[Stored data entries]
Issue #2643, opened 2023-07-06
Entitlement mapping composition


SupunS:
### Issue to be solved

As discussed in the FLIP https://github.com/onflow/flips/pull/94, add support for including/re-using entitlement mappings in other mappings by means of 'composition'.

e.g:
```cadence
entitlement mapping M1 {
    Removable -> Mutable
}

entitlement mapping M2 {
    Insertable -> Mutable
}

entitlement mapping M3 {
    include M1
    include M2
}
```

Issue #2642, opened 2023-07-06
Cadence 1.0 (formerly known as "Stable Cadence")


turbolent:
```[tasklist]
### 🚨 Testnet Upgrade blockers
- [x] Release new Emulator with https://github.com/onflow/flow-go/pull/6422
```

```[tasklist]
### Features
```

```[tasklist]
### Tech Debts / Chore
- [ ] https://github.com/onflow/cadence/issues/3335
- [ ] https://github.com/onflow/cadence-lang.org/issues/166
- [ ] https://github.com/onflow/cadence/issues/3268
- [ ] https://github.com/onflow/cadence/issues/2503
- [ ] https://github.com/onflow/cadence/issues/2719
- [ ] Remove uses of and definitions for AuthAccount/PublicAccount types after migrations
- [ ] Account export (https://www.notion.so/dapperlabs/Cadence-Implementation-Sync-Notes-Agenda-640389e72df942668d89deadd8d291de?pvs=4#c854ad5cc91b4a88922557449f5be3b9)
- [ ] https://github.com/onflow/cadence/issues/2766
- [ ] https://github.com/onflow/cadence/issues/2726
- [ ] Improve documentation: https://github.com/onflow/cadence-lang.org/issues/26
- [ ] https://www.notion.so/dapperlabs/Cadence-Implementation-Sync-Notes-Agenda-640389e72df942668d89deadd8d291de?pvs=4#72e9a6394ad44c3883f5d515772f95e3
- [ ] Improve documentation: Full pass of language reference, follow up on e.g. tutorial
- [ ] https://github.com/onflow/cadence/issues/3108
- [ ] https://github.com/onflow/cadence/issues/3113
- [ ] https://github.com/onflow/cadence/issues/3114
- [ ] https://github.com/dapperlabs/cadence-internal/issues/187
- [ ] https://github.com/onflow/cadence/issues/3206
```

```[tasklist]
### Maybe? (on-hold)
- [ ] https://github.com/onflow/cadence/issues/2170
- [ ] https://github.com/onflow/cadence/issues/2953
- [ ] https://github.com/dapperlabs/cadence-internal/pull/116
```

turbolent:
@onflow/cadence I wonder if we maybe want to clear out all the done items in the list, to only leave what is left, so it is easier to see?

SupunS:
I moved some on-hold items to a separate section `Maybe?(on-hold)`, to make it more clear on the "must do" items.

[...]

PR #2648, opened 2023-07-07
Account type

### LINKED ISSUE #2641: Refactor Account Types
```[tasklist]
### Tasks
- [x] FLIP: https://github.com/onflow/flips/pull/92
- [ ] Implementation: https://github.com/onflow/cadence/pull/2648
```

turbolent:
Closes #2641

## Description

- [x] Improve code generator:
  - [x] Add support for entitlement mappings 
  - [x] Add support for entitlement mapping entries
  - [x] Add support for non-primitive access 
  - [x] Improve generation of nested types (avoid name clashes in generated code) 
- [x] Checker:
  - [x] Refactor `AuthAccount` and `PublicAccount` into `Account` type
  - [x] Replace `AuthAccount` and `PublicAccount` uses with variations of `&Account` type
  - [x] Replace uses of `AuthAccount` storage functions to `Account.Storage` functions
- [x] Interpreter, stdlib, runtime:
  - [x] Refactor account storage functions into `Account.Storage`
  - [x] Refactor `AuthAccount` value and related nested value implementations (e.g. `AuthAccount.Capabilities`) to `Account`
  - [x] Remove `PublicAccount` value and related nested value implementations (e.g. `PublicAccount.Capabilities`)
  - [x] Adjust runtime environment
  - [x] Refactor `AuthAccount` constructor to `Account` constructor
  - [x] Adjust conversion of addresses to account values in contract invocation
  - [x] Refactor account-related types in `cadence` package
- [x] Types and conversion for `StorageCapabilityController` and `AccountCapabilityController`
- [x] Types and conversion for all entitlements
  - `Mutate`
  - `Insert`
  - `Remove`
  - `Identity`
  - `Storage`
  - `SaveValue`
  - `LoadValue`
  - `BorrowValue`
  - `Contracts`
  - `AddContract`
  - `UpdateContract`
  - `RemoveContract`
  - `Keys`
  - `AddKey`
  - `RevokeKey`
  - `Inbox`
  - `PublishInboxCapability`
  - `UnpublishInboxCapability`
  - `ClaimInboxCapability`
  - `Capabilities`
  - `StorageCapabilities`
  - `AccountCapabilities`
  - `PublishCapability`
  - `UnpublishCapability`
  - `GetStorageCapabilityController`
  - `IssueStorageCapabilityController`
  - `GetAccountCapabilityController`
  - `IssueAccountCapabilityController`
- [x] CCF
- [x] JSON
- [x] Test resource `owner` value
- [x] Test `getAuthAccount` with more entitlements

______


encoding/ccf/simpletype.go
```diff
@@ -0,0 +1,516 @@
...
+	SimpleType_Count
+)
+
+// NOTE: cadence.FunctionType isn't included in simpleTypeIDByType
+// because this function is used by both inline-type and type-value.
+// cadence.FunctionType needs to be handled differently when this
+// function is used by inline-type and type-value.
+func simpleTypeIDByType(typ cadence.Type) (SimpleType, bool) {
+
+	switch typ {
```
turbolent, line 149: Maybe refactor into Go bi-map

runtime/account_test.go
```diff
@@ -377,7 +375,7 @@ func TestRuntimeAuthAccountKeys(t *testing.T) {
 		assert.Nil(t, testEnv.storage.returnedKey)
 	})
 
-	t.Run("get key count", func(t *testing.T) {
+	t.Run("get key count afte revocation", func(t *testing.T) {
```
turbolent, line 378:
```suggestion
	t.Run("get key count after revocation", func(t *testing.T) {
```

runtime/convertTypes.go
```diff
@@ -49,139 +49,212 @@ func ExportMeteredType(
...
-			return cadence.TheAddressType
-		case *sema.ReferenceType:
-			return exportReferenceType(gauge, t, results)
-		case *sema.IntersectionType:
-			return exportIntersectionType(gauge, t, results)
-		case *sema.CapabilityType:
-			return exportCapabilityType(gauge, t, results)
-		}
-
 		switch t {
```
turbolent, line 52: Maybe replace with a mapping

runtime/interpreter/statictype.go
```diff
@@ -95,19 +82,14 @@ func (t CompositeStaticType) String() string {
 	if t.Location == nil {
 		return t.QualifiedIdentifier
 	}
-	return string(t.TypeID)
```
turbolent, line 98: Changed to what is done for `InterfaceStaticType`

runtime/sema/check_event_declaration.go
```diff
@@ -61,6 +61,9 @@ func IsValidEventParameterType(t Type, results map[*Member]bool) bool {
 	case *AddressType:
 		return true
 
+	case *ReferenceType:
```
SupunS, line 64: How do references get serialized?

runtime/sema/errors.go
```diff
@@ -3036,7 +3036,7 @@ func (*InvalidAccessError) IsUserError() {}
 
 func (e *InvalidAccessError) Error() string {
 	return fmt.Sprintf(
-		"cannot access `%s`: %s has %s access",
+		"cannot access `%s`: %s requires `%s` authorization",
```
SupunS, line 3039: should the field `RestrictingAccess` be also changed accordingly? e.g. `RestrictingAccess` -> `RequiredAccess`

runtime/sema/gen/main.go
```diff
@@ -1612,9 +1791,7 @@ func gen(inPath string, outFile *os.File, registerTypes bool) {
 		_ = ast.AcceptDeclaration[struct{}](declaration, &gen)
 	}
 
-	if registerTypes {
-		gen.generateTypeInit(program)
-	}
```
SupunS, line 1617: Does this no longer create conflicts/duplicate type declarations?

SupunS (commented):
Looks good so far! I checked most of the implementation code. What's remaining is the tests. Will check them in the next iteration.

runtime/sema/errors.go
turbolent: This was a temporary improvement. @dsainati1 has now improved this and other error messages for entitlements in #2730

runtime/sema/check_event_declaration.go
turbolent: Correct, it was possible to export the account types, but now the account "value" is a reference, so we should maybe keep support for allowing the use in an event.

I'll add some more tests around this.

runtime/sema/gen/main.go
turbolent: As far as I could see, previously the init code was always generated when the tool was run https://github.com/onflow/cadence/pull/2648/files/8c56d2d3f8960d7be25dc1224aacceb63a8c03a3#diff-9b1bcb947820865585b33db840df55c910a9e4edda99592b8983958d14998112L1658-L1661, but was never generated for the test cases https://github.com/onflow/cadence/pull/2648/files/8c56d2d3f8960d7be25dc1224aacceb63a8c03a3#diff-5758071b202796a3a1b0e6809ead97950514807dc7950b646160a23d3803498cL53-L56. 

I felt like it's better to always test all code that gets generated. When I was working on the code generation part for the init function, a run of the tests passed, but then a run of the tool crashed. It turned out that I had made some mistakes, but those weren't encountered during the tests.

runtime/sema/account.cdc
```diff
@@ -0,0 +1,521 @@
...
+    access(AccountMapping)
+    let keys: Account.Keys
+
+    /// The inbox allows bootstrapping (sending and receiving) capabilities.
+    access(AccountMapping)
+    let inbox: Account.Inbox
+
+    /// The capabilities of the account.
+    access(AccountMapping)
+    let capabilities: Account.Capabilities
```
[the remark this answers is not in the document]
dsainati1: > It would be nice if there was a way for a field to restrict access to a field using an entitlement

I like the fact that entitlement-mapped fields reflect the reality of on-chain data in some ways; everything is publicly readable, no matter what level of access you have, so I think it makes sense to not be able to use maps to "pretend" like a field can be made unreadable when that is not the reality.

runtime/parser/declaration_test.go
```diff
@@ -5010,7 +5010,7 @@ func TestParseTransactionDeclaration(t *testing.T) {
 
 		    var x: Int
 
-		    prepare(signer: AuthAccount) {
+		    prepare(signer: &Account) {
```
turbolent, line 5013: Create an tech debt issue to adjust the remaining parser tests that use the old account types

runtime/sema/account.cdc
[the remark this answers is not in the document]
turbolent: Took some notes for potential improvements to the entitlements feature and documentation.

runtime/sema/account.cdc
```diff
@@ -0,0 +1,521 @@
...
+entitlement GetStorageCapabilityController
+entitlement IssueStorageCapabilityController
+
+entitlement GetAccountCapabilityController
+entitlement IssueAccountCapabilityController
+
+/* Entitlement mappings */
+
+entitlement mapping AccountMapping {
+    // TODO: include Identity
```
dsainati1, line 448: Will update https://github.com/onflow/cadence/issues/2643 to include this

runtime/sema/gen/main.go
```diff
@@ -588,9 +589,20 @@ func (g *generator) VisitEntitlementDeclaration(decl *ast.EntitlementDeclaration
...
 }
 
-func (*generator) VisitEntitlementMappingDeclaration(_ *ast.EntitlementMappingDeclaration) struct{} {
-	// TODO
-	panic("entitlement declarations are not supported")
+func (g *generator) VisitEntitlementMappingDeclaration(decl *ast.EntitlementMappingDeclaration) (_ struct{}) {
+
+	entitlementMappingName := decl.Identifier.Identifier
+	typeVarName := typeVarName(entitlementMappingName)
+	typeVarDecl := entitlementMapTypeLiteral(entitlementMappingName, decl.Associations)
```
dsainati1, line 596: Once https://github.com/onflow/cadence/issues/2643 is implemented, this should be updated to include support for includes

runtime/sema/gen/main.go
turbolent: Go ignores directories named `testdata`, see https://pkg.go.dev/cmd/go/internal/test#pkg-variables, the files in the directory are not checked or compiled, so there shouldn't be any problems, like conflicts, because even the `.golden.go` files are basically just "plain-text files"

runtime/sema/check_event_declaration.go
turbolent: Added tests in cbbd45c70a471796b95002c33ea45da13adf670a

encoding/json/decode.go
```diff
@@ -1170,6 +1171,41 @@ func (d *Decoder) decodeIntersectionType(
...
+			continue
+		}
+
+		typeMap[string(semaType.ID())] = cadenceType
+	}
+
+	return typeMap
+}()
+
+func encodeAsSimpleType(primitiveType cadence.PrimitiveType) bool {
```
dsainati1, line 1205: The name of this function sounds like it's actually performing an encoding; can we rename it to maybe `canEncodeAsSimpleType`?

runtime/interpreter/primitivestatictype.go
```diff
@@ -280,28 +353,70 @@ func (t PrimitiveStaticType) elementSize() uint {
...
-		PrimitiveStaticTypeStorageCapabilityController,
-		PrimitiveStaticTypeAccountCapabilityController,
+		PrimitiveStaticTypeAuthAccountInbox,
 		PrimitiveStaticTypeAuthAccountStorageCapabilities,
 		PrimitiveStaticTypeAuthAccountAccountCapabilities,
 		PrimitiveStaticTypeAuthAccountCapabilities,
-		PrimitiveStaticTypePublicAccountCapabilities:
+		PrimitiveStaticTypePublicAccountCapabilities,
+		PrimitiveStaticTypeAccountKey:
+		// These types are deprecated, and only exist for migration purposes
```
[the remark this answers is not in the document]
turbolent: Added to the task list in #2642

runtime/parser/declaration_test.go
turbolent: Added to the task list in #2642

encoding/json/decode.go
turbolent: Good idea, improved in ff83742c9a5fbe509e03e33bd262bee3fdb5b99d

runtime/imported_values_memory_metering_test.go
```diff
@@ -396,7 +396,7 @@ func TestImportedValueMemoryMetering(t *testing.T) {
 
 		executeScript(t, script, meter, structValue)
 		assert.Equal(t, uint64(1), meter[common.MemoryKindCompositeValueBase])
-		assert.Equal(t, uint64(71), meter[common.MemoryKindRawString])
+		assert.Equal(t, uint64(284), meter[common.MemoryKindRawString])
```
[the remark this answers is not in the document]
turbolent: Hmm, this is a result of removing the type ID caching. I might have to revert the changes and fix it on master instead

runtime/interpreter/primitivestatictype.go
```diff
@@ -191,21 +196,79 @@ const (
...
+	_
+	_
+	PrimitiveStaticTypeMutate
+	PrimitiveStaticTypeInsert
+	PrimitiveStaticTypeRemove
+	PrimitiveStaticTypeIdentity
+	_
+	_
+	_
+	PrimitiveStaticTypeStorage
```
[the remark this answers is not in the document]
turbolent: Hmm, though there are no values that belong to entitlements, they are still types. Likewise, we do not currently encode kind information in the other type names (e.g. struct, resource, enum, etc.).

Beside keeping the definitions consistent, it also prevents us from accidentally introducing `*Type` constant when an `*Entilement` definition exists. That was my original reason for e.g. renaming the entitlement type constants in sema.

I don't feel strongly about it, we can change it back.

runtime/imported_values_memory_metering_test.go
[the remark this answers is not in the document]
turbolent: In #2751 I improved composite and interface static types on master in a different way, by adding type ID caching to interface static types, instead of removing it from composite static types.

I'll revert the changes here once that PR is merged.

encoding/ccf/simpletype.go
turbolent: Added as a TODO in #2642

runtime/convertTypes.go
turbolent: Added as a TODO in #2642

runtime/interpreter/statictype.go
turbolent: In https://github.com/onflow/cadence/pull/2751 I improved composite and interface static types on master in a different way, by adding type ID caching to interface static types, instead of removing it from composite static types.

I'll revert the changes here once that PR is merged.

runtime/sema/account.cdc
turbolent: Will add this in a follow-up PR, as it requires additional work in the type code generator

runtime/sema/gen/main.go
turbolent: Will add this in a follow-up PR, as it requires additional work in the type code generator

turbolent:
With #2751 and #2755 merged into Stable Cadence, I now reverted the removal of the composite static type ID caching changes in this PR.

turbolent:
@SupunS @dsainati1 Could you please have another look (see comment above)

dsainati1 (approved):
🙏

REQUIREMENT: For each line above that carries the word "MemoryKindRawString", copy it out.

EXERCISE RESPONSE:
-		assert.Equal(t, uint64(71), meter[common.MemoryKindRawString])
+		assert.Equal(t, uint64(284), meter[common.MemoryKindRawString])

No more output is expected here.